The House on Tuesday passed voting rights legislation named for the late Rep. John Lewis (D-Ga.), a party-line vote that underscores the bill’s nearly impassable upward climb in the Senate.
Safeguarding voting rights is a top issue for Democrats, whose signature election reform measure has all but stalled out after Senate Republicans filibustered the sweeping bill in June. But most Republicans also oppose the more targeted Lewis-named legislation, which would restore key provisions of the Voting Rights Act that were struck down by the Supreme Court in 2013.
Rep. Terri Sewell (D-Ala.), the bill’s lead sponsor, said lawmakers had a “moral obligation” to combat voting restrictions by passing the legislation.
“Old battles have indeed become new again,” she said. “While literacy tests and poll taxes no longer exist, certain states and local jurisdictions have passed laws that are modern-day barriers to voting. As long as voter suppression exists, the need for full protections from the [Voting Rights Act] will continue.”

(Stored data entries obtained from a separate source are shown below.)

PR #1293, opened 2018-03-20
Notifications: field "notId" has to be an integer

jinroh:
The `notId` field for notification push needs to be an integer. This PR changes then encoding of this value.

### DIFF
--- a/pkg/workers/push/push.go
+++ b/pkg/workers/push/push.go
@@ -4,6 +4,7 @@ import (
 	"crypto/ecdsa"
 	"crypto/md5"
 	"crypto/tls"
+	"encoding/binary"
 	"encoding/hex"
 	"errors"
 	"fmt"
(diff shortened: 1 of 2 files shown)


pkg/workers/push/push.go
```diff
@@ -148,7 +150,20 @@ func pushToAndroid(ctx *jobs.WorkerContext, msg *Message) error {
...
+	var hashedSource []byte
+	if msg.Collapsible {
+		hashedSource = hashSource(msg.Source)
+	} else {
+		hashedSource = hashSource(msg.Source + msg.NotificationID)
+	}
+
+	// notID should be an integer, we take the first 32bits of the hashed source
+	// value.
+	notID := int32(binary.BigEndian.Uint32(hashedSource[:8]))
```
nono: Why do yo take 8 bytes (64 bits) from `hashedSource` if you just want 32 bits?

jinroh: 4 bytes is enough yes.

PR #1294, opened 2018-03-20
Encrypt "auth" field from io.cozy.accounts

jinroh:


jinroh:
Closing for now. The auth field may contain data used by collect.

PR #1572, opened 2018-10-12
Improve swift-prefix command formatting

maximemenager:


nono:
[(𝐒) Connaitre les bases/buckets à partir d'une instance](https://trello.com/c/bJcSAWR1/156-%F0%9D%90%92-connaitre-les-bases-buckets-%C3%A0-partir-dune-instance)

PR #1596, opened 2018-10-23
Add option to install specific version of konnector

maximemenager:


nono:
[(?) ETD je peux installer une version particulière d'un connecteur/ d'une application](https://trello.com/c/D24B3yEr/379-etd-je-peux-installer-une-version-particuli%C3%A8re-dun-connecteur-dune-application)

CPatchane:
Is it specific to konnectors? We are still not able to install a specific version of a web app?

maximemenager:
> Is it specific to konnectors? We are still not able to install a specific version of a web app?

It should also work for apps

PR #1602, opened 2018-10-30
Checks the presence of the directory in batch actions

maximemenager:


maximemenager:
Done in https://github.com/cozy/cozy-stack/pull/1603

PR #1604, opened 2018-10-30
Force page refresh every hour for CSRF token

maximemenager:


CPatchane:
TIL this trick to refresh page using html :P, thanks!

PR #1611, opened 2018-11-05
Add CLI to interact with instance apps versions 

maximemenager:
- `show-app-version` to list instances with a precise app version
- `apps-versions` to count apps versions of all instances


cmd/instances.go
```diff
@@ -838,6 +839,79 @@ var showSwiftPrefixInstanceCmd = &cobra.Command{
 	},
 }
 
+var appsVersionsCmd = &cobra.Command{
+	Use:     "apps-versions",
```
nono: I'd prefer to have this command in `cozy-stack apps versions` instead of `cozy-stack instances apps-versions`

PR #1613, opened 2018-11-06
Add a middleware to deprecate IE11

maximemenager:


web/middlewares/ie_test.go
```diff
@@ -0,0 +1,45 @@
...
+
+	ins = &instance.Instance{Domain: "cozy.local", Locale: "en"}
+
+	rec := httptest.NewRecorder()
+	c := e.NewContext(req, rec)
+	c.Set("instance", ins)
+
+	h := CheckIE(echo.NotFoundHandler)
+	err := h(c)
+	assert.NotEqual(t, err, nil)
```
nono: [nitpick] You can use `assert.Error` and `assert.NoError` to make your tests clearer

PR #1617, opened 2018-11-07
Move OAuth parameters outside public context

aeris:


pkg/config/config.go
```diff
@@ -641,6 +648,7 @@ func UseViper(v *viper.Viper) error {
 		},
 		Contexts:   v.GetStringMap("contexts"),
 		Registries: regs,
+		Clouderies: clouderies,
```
nono: Why you don't use `v.GetStringMap("clouderies")` like for the contexts?

pkg/config/config.go
```diff
@@ -439,6 +440,12 @@ func UseViper(v *viper.Viper) error {
 		return err
 	}
 
+	tmp := v.Get("clouderies")
```
nono: Can you also update the example config file? https://github.com/cozy/cozy-stack/blob/master/cozy.example.yaml

pkg/instance/manager.go
```diff
@@ -8,7 +8,11 @@ import (
 	"strings"
 	"time"
 
-	"github.com/cozy/cozy-stack/pkg/utils"
+	"github.com/cozy/cozy-stack/pkg/config"
```
nono: Do you use `gofmt` or `goimports`? It is weird to have a blank line here

aeris: I use goimports

nono: It's weird, goimports remove the blank lines on my machine.

pkg/instance/manager.go
```diff
@@ -26,35 +30,89 @@ const (
...
-// ManagerURL returns an external string for the given ManagerURL kind.
-func (i *Instance) ManagerURL(k ManagerURLKind) (s string, ok bool) {
-	defer func() {
-		if !ok {
-			s = i.PageURL("/manager_url_is_not_specified", nil)
-		}
-	}()
+type managerConfig struct {
+	Api *struct {
+		Url   string
```
nono: Can you use `API` and `URL` like it's the convention in go? Cf https://github.com/golang/go/wiki/CodeReviewComments#initialisms

pkg/instance/manager.go
```diff
@@ -26,35 +30,89 @@ const (
...
+	if err != nil {
+		return "", nil
+	}
+
+	base, ok := config["manager_url"]
+	if !ok {
+		return "", nil
+	}
+
+	baseUrl, err := url.Parse(base.(string))
```
nono: Same here, with `s/baseUrl/baseURL/`

pkg/instance/manager.go
aeris: Done

pkg/config/config.go
aeris: Done

pkg/instance/manager.go
aeris: Done

PR #1620, opened 2018-11-08
Fix install app for instances with no context

nono:


nono:
[🐛🔥 Retirer les tokens OAuth du contexte](https://trello.com/c/1NKvqoen/464-%F0%9F%90%9B%F0%9F%94%A5-retirer-les-tokens-oauth-du-contexte)

PR #1624, opened 2018-11-13
Add OAuth checking before rendering login page

maximemenager:
This PR also use introduces a new Cozy-UI CSS asset and use it in the login page.

capture d ecran 2018-11-28 a 12 30 22


gregorylegarec:
I think we're ready on this one 👍

gregorylegarec:
Thanks for the test fix, we should have seen them, next time let us handle them 👍

PR #1629, opened 2018-11-20
Fix overwritten sharings on new sharing creation

maximemenager:
Already existing tokens where overwritten when a new token was generated
for a share. This fix should keep the old tokens.

### DIFF
--- a/pkg/sharing/sharing.go
+++ b/pkg/sharing/sharing.go
@@ -152,7 +152,7 @@ func (s *Sharing) BeOwner(inst *instance.Instance, slug string) error {
 // CreatePreviewPermissions creates the permissions doc for previewing this sharing,
 // or updates it with the new codes if the document already exists
 func (s *Sharing) CreatePreviewPermissions(inst *instance.Instance) (map[string]string, error) {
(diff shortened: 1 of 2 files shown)


maximemenager:
[PARTAGE - successifs, 1 seul lien fonctionnel](https://trello.com/c/AHrHivYt/500-partage-successifs-1-seul-lien-fonctionnel)

pkg/sharing/sharing.go
```diff
@@ -152,16 +152,32 @@ func (s *Sharing) BeOwner(inst *instance.Instance, slug string) error {
 // CreatePreviewPermissions creates the permissions doc for previewing this sharing,
 // or updates it with the new codes if the document already exists
 func (s *Sharing) CreatePreviewPermissions(inst *instance.Instance) (map[string]string, error) {
+	doc, err := permissions.GetForSharePreview(inst, s.SID)
```
nono: [nitpick] You are doing the comparison two times below to know if there was an existing permissions document, and it is not done the same:

```go
if doc != nil {
```

```go
if err == nil {
```

You should stick to one way, let's say `if doc != nil {` and drop `err` declaration here.

PR #1632, opened 2018-11-26
Use only the first image to generate a gif thumbnail

maximemenager:


nono:
Image Magick can use `[0]` after the input filename to extract the first image from a GIF. In our case, we are using `-` to tell Image Magick to take its input from stdin. I think we can try `-[0]` instead.

maximemenager:
> Image Magick can use `[0]` after the input filename to extract the first image from a GIF. In our case, we are using `-` to tell Image Magick to take its input from stdin. I think we can try `-[0]` instead.

Yep, it seems to work smoothly (tested on gifs >= 40mo and jpegs)

PR #1634, opened 2018-11-27
Fix set-disk-quota 0 command to disable the quota

nono:


nono:
[Correction de la commande set-disk-quota à 0 pour désactiver le quota d'une instance](https://trello.com/c/VXTKBPqj/545-correction-de-la-commande-set-disk-quota-%C3%A0-0-pour-d%C3%A9sactiver-le-quota-dune-instance)

PR #4286, opened 2024-01-10
Fix last-activity for Cozy not yet onboarded

nono:


web/instances/instances.go
```diff
@@ -498,7 +498,9 @@ func lastActivity(c echo.Context) error {
 		}
 		return nil
 	})
-	if err != nil {
+	// If the instance has not yet been onboarded, the io.cozy.sessions
+	// database will not exist.
+	if err != nil && !couchdb.IsNoDatabaseError(err) {
```
taratatach, line 503: Does the `io.cozy.oauth.clients` database exist though?

nono: Yes, we are creating this database and some indexes on it when the instance is created.

taratatach (approved):

PR #4287, opened 2024-01-11
Fix echo for deleted file

nono:


taratatach (approved):
I suppose this fix would not work if Alice's trash was emptied before it receives the creation "echo" from Charlie's instance?!

PR #4298, opened 2024-01-18
Add a route to copy an image from a note

nono:


model/note/image.go
```diff
@@ -178,6 +178,37 @@ func (u *ImageUpload) Close() error {
 	return nil
 }
 
+// CopyImageToAnotherNote makes a copy of an image from one note to be used in
+// another note.
+func CopyImageToAnotherNote(inst *instance.Instance, srcDoc *vfs.FileDoc, imageID string, dstDoc *vfs.FileDoc) (*Image, error) {
```
taratatach, line 183: What's the `srcDoc` argument used for here?

nono: Good question, and the response is nothing. I can remove it.

taratatach (approved):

The bill passed by a 219-212 vote.
It is unlikely to advance further in the Senate, where the legislative filibuster remains intact despite a progressive push for changes that would weaken the chamber’s supermajority requirement to pass most bills. Senate Minority Leader Mitch McConnell has cast doubt on the need for the proposal, arguing that the Supreme Court only eliminated the preclearance formula determining which jurisdictions needed federal approval to make substantive changes to voting laws — not the voting rights protections themselves.
Advocates, on the other hand, say the voting protections are toothless without that preclearance formula.
The Lewis-named bill only has one GOP sponsor in the Senate, Lisa Murkowski of Alaska. Illinois Rep. Rodney Davis, the top Republican on the House panel that oversees federal elections, denounced the legislation as a “federal takeover” of elections and a “partisan power grab.”
The Congressional Black Caucus and other top Democrats had pushed for the bill’s consideration to be moved up before the fall. Democratic lawmakers and staff worked for months to craft a new preclearance formula they believed could survive judicial scrutiny if the bill were ever signed into law and challenged in court. The bill also addresses a July Supreme Court decision that could make it harder to challenge voting laws.
House Majority Whip Jim Clyburn was in tears during a closed-door meeting of Democrats Tuesday morning as he spoke about the legislation and his parents’ experiences with voting discrimination, according to a member in the room.
Democrats and advocates see the Lewis-named bill as one of their last opportunities to head off laws restricting voting access that many states passed in the aftermath of the 2020 election. But they have struggled to chart a path forward after the bigger elections and ethics bill was filibustered and a handful of senators resisted abolishing the procedural roadblock.
Sarah Ferris contributed to this report.